__TASK GOAL__:
Word for word, return the lines from the top of the listing to the line containing "- Recipient - the", both ends included, and no others.

__EXTRACTED MATERIAL__:
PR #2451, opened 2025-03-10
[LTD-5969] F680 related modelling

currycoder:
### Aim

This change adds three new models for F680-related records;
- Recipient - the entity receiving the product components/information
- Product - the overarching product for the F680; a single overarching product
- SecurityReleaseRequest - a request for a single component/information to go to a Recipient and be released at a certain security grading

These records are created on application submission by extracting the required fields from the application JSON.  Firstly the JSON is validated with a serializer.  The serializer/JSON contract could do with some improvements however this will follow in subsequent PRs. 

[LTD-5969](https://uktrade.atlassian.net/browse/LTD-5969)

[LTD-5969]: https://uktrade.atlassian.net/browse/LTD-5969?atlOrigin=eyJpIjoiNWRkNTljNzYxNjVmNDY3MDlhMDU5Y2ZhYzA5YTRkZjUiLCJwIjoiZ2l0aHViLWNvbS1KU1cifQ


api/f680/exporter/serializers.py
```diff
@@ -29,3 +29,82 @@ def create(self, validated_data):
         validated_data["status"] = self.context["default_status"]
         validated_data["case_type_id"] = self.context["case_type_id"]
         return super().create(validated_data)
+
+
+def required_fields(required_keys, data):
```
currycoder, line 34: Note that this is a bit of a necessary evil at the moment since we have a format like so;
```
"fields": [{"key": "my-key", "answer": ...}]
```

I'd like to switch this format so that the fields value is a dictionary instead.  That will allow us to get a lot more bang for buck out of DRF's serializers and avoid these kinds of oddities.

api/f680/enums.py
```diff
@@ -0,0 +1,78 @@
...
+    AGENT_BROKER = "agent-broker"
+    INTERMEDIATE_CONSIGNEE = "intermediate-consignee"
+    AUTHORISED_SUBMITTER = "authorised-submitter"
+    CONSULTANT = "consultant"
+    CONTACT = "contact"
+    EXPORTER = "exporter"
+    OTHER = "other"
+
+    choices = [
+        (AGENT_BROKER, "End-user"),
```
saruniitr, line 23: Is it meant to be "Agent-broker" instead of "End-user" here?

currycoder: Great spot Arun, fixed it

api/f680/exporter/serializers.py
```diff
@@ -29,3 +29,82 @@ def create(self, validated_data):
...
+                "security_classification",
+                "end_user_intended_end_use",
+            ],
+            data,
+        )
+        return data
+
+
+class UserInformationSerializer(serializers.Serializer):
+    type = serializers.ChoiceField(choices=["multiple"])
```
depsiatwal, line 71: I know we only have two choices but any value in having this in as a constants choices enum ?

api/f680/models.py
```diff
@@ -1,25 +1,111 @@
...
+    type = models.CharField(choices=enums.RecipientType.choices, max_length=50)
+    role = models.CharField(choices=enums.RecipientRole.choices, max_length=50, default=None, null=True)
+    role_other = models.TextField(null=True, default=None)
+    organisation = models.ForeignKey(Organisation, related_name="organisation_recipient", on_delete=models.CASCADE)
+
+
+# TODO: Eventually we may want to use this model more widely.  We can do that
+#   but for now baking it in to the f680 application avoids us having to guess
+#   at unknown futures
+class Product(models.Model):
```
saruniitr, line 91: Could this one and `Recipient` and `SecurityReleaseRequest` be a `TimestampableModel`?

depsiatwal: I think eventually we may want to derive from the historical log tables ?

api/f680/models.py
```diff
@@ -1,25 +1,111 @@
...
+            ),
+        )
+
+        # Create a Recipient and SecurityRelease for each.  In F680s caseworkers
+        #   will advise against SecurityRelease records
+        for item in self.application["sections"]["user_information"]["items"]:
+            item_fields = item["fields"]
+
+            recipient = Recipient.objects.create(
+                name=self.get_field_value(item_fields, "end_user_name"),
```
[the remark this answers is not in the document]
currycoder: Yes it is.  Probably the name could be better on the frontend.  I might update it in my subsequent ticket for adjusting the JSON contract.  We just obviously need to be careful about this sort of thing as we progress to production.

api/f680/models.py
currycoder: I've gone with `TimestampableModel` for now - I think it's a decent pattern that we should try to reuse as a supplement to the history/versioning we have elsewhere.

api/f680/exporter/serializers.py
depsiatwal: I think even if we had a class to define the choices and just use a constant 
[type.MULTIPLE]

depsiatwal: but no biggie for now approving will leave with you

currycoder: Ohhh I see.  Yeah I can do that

__EXPECTED ANSWER__:
PR #2451, opened 2025-03-10
[LTD-5969] F680 related modelling

currycoder:
### Aim

This change adds three new models for F680-related records;
- Recipient - the entity receiving the product components/information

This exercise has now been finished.